Entries supplied START

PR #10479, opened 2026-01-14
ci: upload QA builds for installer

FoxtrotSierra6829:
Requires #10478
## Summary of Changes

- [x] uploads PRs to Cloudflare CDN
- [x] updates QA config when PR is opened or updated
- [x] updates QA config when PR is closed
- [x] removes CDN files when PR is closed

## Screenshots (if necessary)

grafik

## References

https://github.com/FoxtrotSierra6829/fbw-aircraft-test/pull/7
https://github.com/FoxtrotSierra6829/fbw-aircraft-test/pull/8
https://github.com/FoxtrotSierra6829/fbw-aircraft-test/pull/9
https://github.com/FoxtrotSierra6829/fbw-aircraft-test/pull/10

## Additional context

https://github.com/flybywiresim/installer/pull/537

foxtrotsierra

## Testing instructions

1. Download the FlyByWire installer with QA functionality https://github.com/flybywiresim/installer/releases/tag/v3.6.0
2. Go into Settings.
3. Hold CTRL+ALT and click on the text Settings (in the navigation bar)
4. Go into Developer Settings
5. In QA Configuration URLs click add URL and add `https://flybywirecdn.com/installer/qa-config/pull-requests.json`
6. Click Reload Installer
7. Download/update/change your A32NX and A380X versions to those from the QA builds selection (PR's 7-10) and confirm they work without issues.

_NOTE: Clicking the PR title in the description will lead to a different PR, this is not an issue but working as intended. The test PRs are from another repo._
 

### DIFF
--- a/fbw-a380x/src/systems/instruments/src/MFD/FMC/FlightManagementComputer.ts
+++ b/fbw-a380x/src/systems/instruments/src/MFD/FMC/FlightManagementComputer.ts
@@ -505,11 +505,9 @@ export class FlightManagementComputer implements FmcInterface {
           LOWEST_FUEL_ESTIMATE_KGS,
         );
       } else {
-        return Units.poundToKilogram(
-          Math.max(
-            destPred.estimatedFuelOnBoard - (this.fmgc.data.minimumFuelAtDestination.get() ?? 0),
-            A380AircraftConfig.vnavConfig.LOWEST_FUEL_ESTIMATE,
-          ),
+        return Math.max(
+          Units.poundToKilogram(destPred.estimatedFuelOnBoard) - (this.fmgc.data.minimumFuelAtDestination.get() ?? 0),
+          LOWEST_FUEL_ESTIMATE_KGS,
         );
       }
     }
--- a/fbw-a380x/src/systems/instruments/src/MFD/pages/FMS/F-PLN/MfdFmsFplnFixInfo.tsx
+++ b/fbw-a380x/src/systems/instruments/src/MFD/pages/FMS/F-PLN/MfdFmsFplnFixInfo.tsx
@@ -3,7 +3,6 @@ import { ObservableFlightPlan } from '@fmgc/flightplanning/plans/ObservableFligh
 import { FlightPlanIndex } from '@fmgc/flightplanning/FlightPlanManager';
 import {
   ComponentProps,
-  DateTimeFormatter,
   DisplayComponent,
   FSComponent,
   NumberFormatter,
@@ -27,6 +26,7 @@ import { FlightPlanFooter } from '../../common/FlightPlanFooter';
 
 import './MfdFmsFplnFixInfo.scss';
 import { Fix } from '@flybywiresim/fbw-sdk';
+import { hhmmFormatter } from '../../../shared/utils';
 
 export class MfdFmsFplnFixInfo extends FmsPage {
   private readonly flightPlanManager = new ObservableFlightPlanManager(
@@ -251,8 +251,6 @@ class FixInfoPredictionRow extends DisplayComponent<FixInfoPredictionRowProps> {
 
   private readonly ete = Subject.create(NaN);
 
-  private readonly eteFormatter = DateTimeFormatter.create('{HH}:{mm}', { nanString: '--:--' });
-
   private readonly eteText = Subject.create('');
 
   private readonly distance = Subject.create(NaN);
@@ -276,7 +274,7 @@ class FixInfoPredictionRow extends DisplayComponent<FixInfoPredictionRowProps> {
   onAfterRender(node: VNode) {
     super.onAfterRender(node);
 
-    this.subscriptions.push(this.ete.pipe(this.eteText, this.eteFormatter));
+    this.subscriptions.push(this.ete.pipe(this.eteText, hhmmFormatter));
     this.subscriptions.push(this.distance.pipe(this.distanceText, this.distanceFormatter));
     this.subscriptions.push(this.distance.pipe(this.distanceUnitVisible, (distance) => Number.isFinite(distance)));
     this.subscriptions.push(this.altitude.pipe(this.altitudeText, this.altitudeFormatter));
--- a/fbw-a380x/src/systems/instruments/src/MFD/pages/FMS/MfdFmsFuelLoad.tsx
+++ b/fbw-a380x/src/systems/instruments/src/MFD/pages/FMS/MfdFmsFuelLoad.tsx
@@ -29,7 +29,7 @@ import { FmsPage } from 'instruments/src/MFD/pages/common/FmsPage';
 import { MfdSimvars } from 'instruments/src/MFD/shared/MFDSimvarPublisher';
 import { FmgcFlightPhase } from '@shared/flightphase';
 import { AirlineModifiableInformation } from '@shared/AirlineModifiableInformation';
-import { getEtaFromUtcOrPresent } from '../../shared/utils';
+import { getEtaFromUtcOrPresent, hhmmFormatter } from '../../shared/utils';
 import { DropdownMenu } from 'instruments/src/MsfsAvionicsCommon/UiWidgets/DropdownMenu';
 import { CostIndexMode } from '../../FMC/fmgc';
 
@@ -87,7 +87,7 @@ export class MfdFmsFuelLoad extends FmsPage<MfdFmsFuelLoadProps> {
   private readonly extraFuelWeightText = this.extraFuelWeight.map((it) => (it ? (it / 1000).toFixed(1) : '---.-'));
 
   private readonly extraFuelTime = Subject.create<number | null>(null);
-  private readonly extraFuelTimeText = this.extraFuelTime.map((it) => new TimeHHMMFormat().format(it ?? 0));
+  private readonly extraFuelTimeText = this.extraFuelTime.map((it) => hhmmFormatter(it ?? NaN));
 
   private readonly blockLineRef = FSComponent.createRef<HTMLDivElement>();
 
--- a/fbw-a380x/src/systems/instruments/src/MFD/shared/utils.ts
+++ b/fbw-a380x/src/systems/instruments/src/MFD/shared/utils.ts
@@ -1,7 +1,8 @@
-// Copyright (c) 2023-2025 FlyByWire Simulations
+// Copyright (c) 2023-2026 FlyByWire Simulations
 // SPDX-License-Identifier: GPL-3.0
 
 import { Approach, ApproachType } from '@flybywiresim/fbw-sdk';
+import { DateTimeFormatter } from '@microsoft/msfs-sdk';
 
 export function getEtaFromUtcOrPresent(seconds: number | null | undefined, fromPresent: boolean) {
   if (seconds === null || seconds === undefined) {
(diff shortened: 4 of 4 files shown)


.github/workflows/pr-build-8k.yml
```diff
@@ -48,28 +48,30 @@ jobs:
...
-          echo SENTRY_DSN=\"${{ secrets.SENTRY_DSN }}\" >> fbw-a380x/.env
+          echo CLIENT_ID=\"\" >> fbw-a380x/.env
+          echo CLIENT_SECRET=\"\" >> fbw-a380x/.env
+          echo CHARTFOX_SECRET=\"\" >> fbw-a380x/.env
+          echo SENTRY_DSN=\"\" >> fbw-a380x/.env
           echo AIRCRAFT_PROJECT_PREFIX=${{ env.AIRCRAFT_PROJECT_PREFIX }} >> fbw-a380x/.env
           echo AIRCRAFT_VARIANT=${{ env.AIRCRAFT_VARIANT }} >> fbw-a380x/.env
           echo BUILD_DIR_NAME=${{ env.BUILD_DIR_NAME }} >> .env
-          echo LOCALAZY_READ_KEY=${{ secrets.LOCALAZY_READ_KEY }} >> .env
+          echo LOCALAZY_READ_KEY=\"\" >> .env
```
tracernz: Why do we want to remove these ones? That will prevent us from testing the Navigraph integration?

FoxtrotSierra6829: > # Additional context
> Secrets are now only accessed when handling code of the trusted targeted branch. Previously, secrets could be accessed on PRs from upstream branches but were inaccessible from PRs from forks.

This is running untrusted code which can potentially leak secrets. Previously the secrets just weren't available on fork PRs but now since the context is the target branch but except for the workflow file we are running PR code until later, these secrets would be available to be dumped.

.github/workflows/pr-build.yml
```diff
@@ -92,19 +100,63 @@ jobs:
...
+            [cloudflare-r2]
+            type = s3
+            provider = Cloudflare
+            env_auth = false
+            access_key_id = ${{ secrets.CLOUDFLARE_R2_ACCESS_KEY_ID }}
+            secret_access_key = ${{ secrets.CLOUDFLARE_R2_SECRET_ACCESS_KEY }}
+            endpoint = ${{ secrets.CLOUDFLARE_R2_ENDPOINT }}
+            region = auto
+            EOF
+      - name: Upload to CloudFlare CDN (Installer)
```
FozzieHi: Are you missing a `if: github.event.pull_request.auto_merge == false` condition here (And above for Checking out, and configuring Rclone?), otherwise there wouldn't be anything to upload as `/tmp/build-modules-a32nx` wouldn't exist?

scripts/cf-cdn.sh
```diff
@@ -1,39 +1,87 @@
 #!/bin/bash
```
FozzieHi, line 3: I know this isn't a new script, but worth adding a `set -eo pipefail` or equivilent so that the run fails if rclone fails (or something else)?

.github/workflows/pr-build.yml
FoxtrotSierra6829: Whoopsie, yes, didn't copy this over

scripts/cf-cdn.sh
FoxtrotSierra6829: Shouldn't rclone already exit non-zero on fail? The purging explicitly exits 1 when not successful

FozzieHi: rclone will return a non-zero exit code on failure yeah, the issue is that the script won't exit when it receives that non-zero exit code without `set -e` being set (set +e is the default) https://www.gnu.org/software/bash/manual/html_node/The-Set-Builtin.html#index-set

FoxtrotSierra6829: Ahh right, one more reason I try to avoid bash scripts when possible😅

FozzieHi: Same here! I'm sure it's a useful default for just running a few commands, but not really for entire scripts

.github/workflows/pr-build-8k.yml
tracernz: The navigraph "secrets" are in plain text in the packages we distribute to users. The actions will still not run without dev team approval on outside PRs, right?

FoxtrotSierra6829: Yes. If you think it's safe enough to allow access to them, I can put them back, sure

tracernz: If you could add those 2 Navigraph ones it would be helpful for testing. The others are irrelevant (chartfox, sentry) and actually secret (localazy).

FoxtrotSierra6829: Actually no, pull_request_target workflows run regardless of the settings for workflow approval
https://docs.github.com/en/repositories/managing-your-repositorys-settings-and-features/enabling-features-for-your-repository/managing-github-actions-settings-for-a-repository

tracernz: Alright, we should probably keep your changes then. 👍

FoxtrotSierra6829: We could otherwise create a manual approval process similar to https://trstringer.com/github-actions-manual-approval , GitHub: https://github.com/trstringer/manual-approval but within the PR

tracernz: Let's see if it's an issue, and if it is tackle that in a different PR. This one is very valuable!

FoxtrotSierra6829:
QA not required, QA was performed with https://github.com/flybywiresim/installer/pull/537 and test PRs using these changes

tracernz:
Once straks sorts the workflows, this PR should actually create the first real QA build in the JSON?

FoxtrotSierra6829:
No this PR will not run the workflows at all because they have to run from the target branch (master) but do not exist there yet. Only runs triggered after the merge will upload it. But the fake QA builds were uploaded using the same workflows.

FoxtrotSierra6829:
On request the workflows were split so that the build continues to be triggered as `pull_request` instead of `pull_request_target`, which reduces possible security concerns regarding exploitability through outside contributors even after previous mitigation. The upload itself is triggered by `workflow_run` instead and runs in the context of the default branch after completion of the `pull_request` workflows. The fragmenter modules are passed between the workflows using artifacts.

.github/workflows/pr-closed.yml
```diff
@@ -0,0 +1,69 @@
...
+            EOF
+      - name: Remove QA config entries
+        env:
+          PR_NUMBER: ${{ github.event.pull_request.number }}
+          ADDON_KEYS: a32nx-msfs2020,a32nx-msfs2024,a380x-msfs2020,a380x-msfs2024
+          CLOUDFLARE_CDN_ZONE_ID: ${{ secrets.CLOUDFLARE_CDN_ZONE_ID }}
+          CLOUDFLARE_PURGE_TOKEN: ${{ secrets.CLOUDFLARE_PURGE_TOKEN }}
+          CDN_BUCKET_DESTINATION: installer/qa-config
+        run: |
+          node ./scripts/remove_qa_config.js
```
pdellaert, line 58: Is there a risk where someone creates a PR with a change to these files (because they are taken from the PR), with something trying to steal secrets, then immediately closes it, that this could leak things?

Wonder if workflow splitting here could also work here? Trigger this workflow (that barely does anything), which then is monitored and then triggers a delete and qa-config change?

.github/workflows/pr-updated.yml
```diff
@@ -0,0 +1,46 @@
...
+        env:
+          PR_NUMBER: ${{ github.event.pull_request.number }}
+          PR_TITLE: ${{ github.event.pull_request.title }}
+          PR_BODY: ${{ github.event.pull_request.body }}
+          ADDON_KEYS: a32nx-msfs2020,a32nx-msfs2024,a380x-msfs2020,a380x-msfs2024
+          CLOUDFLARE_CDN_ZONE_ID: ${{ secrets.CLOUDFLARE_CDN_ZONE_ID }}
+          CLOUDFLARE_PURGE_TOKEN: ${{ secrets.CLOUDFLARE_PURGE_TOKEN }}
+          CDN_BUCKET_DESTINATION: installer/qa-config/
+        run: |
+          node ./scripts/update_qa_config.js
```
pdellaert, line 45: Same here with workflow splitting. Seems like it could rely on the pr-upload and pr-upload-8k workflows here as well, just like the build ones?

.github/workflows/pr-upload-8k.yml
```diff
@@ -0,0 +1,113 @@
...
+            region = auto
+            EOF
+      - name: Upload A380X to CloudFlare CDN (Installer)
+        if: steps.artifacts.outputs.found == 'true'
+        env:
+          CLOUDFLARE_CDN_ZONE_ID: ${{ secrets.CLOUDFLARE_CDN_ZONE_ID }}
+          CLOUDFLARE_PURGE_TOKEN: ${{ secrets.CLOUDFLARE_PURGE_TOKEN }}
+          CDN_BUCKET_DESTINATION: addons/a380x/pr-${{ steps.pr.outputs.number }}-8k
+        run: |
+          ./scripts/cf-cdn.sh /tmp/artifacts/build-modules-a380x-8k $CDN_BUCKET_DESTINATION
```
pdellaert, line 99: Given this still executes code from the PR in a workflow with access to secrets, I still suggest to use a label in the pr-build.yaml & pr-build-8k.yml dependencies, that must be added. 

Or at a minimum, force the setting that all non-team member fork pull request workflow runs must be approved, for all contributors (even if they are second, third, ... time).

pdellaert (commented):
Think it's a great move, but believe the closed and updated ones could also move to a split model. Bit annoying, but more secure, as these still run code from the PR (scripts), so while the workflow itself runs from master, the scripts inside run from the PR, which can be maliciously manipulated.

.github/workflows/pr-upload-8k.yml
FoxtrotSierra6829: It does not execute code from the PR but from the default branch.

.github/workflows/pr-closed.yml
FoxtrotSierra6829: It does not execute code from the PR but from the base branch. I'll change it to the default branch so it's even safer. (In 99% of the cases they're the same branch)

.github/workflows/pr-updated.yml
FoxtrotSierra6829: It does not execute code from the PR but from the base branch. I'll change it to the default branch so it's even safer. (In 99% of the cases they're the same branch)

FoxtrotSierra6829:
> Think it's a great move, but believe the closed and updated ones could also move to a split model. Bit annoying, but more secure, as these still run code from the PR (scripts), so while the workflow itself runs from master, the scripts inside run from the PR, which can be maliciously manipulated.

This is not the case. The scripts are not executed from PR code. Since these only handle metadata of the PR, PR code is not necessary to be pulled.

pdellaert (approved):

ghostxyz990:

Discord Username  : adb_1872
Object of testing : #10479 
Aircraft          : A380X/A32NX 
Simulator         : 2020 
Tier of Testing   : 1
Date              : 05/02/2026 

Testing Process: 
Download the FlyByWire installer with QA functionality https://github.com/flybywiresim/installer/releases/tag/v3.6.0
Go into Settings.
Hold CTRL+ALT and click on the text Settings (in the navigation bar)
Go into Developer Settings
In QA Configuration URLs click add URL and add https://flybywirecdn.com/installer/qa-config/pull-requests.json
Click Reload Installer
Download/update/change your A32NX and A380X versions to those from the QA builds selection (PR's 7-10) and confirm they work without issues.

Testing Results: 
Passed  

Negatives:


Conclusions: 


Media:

Entries supplied END

→ **Problem to work on**: Among the lines above, find the one with "3. Hold CTRL+ALT" and the one with "6. Click Reload Installer". Quote both and everything between them, exactly.

→ **Expected answer**:
3. Hold CTRL+ALT and click on the text Settings (in the navigation bar)
4. Go into Developer Settings
5. In QA Configuration URLs click add URL and add `https://flybywirecdn.com/installer/qa-config/pull-requests.json`
6. Click Reload Installer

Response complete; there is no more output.